El dictador

Crítica de Leandro Arteaga - Rosario 12

Aventuras del dictador exótico

Bienvenida sea la incorrección. No se trata de ninguna película que trascienda nada. Ni fronteras temporales ni relieve estético alguno. Pero es incorrecta.

En este sentido, asimilable al desmadre que supusiera Borat (2006), con Kazakhstan como nación ofendida cuando, en todo caso, debiera haber sido la misma Estados Unidos quien se sintiera aludida. Tal como ocurre ahora en El dictador, nuevo peldaño de humor corrosivo de parte del británico Sacha Baron Cohen, quien pareciera comulgar entre su trayectoria de raigambre televisiva y las interpretaciones para otros realizadores como Tim Burton (Sweeney Todd), Martin Scorsese (La invención de Hugo Cabret), y Tom Hooper (Los miserables, de estreno previsto para este año).

El dictador africano de Baron Cohen es una sumatoria de rasgos trillados, burlonamente reunidos, desde una corrosión que le sirve de pegamento.
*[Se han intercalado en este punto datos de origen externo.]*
PR #1861, opened 2024-06-06
Get resources from server

ArthurBrussee:
I'm working towards mixing custom WGPU commands & Burn operations.

Now that you can init from an[ existing WGPU device](https://github.com/tracel-ai/burn/commit/e0a1094f894e83f30e04a661d5513cdaa76dbb50), a next step is allowing to get handles to the underlying WGPU resource of a buffer. This *has* to be used with care, but could allow mixing any kind of custom wgpu commands.

One question is - is it better to have a method get_resources(Vec<Binding) -> Vec<Resource> ? That could prevent some synchronization traffic. On the other hand it's a bit more complicated to use and wastes a vector allocation when asking for a single resource, not sure!

Another question could be - read_resource vs get_resource, not sure which is better either :)

After this PR, the one remaining issue is how to synchronize burn - something like client.submit() (client.sync() works but is slower than need be).

### DIFF
--- a/crates/burn-compute/src/channel/base.rs
+++ b/crates/burn-compute/src/channel/base.rs
@@ -1,4 +1,7 @@
-use crate::server::{Binding, ComputeServer, Handle};
+use crate::{
+    server::{Binding, ComputeServer, Handle},
+    storage::ComputeStorage,
+};
 use alloc::vec::Vec;
 use burn_common::reader::Reader;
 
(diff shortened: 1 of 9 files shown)


crates/burn-compute/src/channel/base.rs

De nuevo, así como en Borat, no se trata ?solamente? de mirar con risa mal habida al extranjero, sino de disparar contra la pequeñez mental norteamericana. La caricatura del dictador Aladeen es confluencia de cómo Estados Unidos mira exóticamente a los líderes africanos/sudamericanos/árabes/etc. No importa confundirlos, son todos lo mismo, y basta para el caso la reflexión del agente de seguridad que John C. Reilly encarna, en uno de los varios cameos con los que el film se divierte.
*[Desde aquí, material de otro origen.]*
PR #1863, opened 2024-06-07
feat: resize onnx import

mosure:
### checklist

- [x] confirmed that `run-checks all` script has been executed.
- [x] made sure the book is up to date with changes in this PR.

### related issues/PRs

- onnx op import sprint: https://github.com/tracel-ai/burn/issues/1714

### changes

support `Resize` onnx import

### testing

`cargo test -p burn-import --color=always -- --color=always`
`cargo test -p onnx-tests --color=always`


laggui:
In the codegen for the node you could get the values in the size tensor. Something like

```rust
#size.to_data().value
```

mosure:
> In the codegen for the node you could get the values in the size tensor. Something like
> 
> ```rust
> #size.to_data().value
> ```
> 
> /edit: shoot I didn't realize the `output_size` is a fixed size array, that won't work.

it is a good idea, something like:
```rust
let data: [i64; 2] = input.to_data()
    .value
    .iter()
    .map(|x| x.elem())
    .collect::<Vec<i64>>()
    .try_into()
    .unwrap();
```

laggui:
Yeah something like that could work to preserve the flexibility.

I think in most cases the sizes could be constant so we might be able to get the values directly when parsing the graph, but not entirely sure.

I see in the [spec](https://github.com/onnx/onnx/blob/main/docs/Changelog.md#Resize-13) that ONNX also supports providing a `scales` instead, but let's limit the scope of this PR. We can just parse the other unsupported fields/inputs and throw an error message for the cases we don't support.

Luni-4 (approved):
Thanks a lot @mosure! It's fine for me! 

I'm going to wait for a final review by @laggui though, just to be sure I haven't forgotten something

crates/burn-import/src/onnx/dim_inference.rs
```diff
@@ -287,6 +288,51 @@ fn reshape_update_outputs(node: &mut Node) {
...
+    //     Data::Int64s(output_size) => output_size.clone(),
+    //     _ => panic!("Resize: invalid output_size type"),
+    // };
+
+    // let input_shape = input.shape.as_ref().expect("Resize: Input shape must be known");
+
+    // let mut shape = input_shape.clone();
+    // shape[input_shape.len() - 2] = output_size[0] as usize;
+    // shape[input_shape.len() - 1] = output_size[1] as usize;
+    // let shape = shape.into();
```
laggui, line 328: Let's remove the commented dead code :)

laggui (commented):
LGTM! Just a minor request to remove the commented dead codeé

I think this is probably the operator with the most attributes and optional inputs I've seen thus far 😅

Glad you didn't try to cover every use case because we can't support them anyway hahah

laggui (approved):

El asunto vendrá dado por una visita a la ONU, con el fin de mentir el potencial en armas de destrucción masiva de Aladeen. Una vez en suelo americano, comienza entonces el asunto "príncipe y mendigo", con el líder por fuera de su corona y el imberbe pastor como su reemplazo. Situación que, antes bien, habrá de emparentarse con la supuesta por El gran dictador (1940) de Charles Chaplin, referencia evidente que el film de Baron Cohen habrá de destilar en un discurso final donde la democracia ?a la que Chaplin hablara? será ahora trastocada ?¿o no?? desde una mirada lunática.

Pero para ese momento cúlmine, grotesco, antes el ingreso de Aladeen al "modo de vida americano". Como un "refugiado", sin ropas ni alimentos, habrá de compartir trabajo con Zoey (Anna Faris), una enfervorizada militante de los derechos sociales y la vida natural. Si Aladeen significa un extremo burdo, sólo un contrapunto similar podía acompañarle. Es así que, desde un lado y otro, hombre y mujer habrán de lograr coincidir y disentir para, en última instancia, recuperar el trono usurpado o afeitar las axilas de ella.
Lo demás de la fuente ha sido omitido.